Chondronecrosis with osteomyelitis in broilers: further defining a bacterial challenge model using standard litter flooring and protection with probiotics.

This report demonstrates that high levels of lameness can be induced by a limited bacterial challenge in drinking water for birds raised on litter flooring, comparable with lameness induced by the gold standard for inducing lameness, growth on suspended wire flooring. The bacterium used in the challenge was cultured from lesions in birds induced for bacterial chondronecrosis with osteomyelitis (BCO) in the wire-flooring model so the epidemiology appears similar. The litter-flooring model could better approximate broiler operations. Furthermore, the work demonstrates that 2 commercial probiotics (GalliProTect and GalliProMax) can reduce lameness in the bacterial challenge litter-flooring model. Lameness attributable to BCO is one of the most significant animal welfare issues for broiler production. The wire-flooring and litter-flooring models afford alternatives for understanding the etiology, and epidemiology of BCO, and development of management strategies to reduce lameness. Probiotics afford a promising management strategy. The results suggest that the probiotic protection may extend beyond just intestinal health and intestinal barrier function.

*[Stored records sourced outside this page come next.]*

PR #92, opened 2020-01-18
Add more options to useSoftkey configuration

hueitan:
_Internal change how we pass the config to softkey component_

1. allow `replace` the softkey type, default to `set`

_Edit_: Turns out, get function is not needed

### DIFF
--- a/src/components/Onboarding.js
+++ b/src/components/Onboarding.js
@@ -1,5 +1,5 @@
 import { h } from 'preact'
-import { useState, useEffect } from 'preact/hooks'
+import { useState } from 'preact/hooks'
 import { route } from 'preact-router'
 import { useSoftkey, useI18n } from 'hooks'
 import { onboarding } from 'utils'
@@ -7,7 +7,6 @@ import { onboarding } from 'utils'
 export const Onboarding = () => {
   const i18n = useI18n()
   const [currentIndex, setCurrentIndex] = useState(0)
-  const softkey = useSoftkey('onboarding')
 
   const exitOnboard = () => {
     onboarding.markAsDone()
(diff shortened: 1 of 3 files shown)


src/components/Onboarding.js
```diff
@@ -33,10 +32,7 @@ export const Onboarding = () => {
     { left: i18n.i18n('softkey-back'), onKeyLeft: prevOnboard, right: i18n.i18n('softkey-next'), onKeyRight: nextOnboard },
     { left: i18n.i18n('softkey-back'), onKeyLeft: prevOnboard, center: i18n.i18n('softkey-get-started'), onKeyCenter: exitOnboard }
   ]
-
-  useEffect(() => {
-    softkey.dispatch({ type: 'replace', config: softkeyConfig[currentIndex] })
-  }, [currentIndex])
+  useSoftkey('onboarding', { config: softkeyConfig[currentIndex], replace: true }, [currentIndex])
```
stephanebisson: Have you tried adding all the keys (for example: `center: ''` to blank the center key) instead of adding the "replace" option?

hueitan: use still able to trigger the function without seeing the center text.

it works if we have `{ center: '', onKeyCenter: () => {}}`, but then we will need to add a lot of empty key to clear the key ☹️

stephanebisson: This is how it is used in places where softkeys are conditional.
`center: currentLink ? i18n.i18n('centerkey-select') : '',`

I don't mind this change but it makes the configuration more complex for a case that is not too common. Could we maybe add a 4th argument that defaults to the old behavior? Something like `action='set'`

hueitan: for the conditional softkey config, we will have

```js
const softkeyConfig = {
    left: currentIndex > 0 ? i18n.i18n('softkey-back') : i18n.i18n('softkey-skip'),
    onKeyLeft: currentIndex > 0 ? prevOnboard : exitOnboard,
    center: currentIndex === 3 ? i18n.i18n('softkey-get-started') : '',
    onKeyCenter: currentIndex === 3 ? exitOnboard : () => {},
    right: currentIndex === 3 ? '' : i18n.i18n('softkey-next'),
    onKeyRight: currentIndex === 3 ? () => {} : nextOnboard
  }
```

it looks even more complex, I will go for the 4th argument, adding the action key

PR #218, opened 2020-05-06
T250219: Allow users to change their consent of instrumentation

medied:
Phabricator Link: https://phabricator.wikimedia.org/T250219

Chondronecrosis with osteomyelitis in broilers: further defining lameness-inducing models with wire or litter flooring to evaluate protection with organic trace minerals.

The feed additive Availa-ZMC was investigated for the ability to reduce lameness in broilers using 2 alternative models for inducing lameness. The mixture of organic trace minerals was effective in reducing lameness by 20% in the wire flooring model and 25% in the litter flooring model with the bacterial challenge. Lameness in both models is overwhelmingly attributable to bacterial chondronecrosis with osteomyelitis. The reduction in lameness was associated, at least in part, with enhanced intestinal barrier integrity mediated by elevated expression of tight junction proteins and stimulation of bactericidal killing of adherent peripheral blood monocytes obtained from the birds treated with Availa-ZMC. Lameness is a major animal welfare concern in broiler production. The wire flooring model and litter flooring model with the bacterial challenge are effective models for evaluation of management strategies for mitigating infectious causes of lameness.